Vorsicht bei Verträgen zwischen Angehörigen
Montag, den 23.08.2010
Existenzgründer werden bei Ihrem Gründungsvorhaben häufig von Ehepartnern und Familienmitgliedern unterstützt und das ist auch gut so. Wenn solche Unterstützungsleistungen allerdings steuerlich geltend gemacht werden, stellt sich das Finanzamt häufig quer, wie ein aktuelles Urteil des Finanzgerichts Düsseldorf zeigt (Az.: 1 K 292/09/E).
Im Streitfall vermietete ein Arzt den Anbau des gemeinsamen Einfamilienhauses an seine Ehefrau, die hierin in geringem Umfang als Psychotherapeutin selbstständig tätig war. Die Mietzahlungen i.H.v. 420 EUR wurden von der Ehefrau monatlich von ihrem betrieblichen Konto auf das Konto des Ehemannes überwiesen. Von diesem Konto überwies der Ehemann alle drei Monate in etwa die dreifache Monatsmiete auf ein anderes Konto der Ehefrau. Alle drei Konten wurden bei verschiedenen Banken unterhalten. Das beklagte Finanzamt erkannte beim Ehemann die von ihm geltend gemachten Werbungskostenüberschüsse aus Vermietung und Verpachtung und bei der Ehefrau die von ihr geltend gemachten Betriebsausgaben nicht an.
Die hiergegen gerichtete Klage hatte keinen Erfolg. Nach Auffassung der Richter hält der zwischen den Eheleuten geschlossene Mietvertrag einem Fremdvergleich nicht stand. Nach ständiger Rechtsprechung des Bundesfinanzhofes (BFH) stehe es zwar auch nahen Angehörigen frei, ihre Rechtsverhältnisse untereinander so zu gestalten, dass sie steuerlich möglichst günstig sind. Verträge zwischen Ehegatten oder anderen nahen Angehörigen könnten allerdings nur dann steuerlich anerkannt werden, wenn sie eindeutig und ernstlich vereinbart sind, entsprechend dieser Vereinbarung tatsächlich durchgeführt werden und die Vertragsbedingungen dem zwischen Fremden Üblichen entsprechen.
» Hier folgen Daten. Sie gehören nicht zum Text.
PR #322, opened 2019-08-07
[update] change to getFileData

sisardor:
change as per request

### DIFF
--- a/src/helpers/downloadPdf.js
+++ b/src/helpers/downloadPdf.js
@@ -28,20 +28,18 @@ export default (dispatch, options) => {
     const downloadName = getDownloadFilename(name, '.pdf');
 
     const doc = core.getDocument();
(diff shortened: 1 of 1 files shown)


src/helpers/downloadPdf.js
```diff
@@ -28,7 +28,7 @@ export default (dispatch, options) => {
     const downloadName = getDownloadFilename(name, '.pdf');
 
     const doc = core.getDocument();
-    const bbURLPromise = externalURL ? Promise.resolve({ url: externalURL }) : doc.getDownloadLink({ filename: downloadName });
+    const bbURLPromise = externalURL ? Promise.resolve({ url: externalURL }) : doc.getFileData({ filename: downloadName });
```
mparizeau-pdftron: I think for this change we can't just change getDownloadLink with getFileData because one returns a URL and the other returns an ArrayBuffer. I think we may need to keep the externalURL for redacted file downloading and the else case it uses getFileData.

So down below instead of `if (bbURLPromise)` maybe we have `if (externalURL)`.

Im vorliegenden Fall hatte das Gericht bereits Bedenken, ob die Eheleute den Gegenstand des Mietverhältnisses hinreichend klar und eindeutig vereinbart hatten. Angaben zu Adresse, Standort auf dem Grundstück, Anzahl der Räume, mit/ohne WC und Größe der Praxis habe der Mietvertrag nämlich nicht enthalten. Auch stimmten der im Mietvertrag vereinbarte Beginn und der tatsächliche Beginn des Mietverhältnisses nicht überein. Letztlich sei es hierauf jedoch nicht angekommen. Denn das Mietverhältnis sei im Streitjahr nicht wie vereinbart durchgeführt worden, da die Miete nach dem Eingang alsbald wieder an die Ehefrau zurückgezahlt worden war, ohne dass der Ehemann (und Vermieter) dazu aus anderen Rechtsgründen verpflichtet gewesen sei.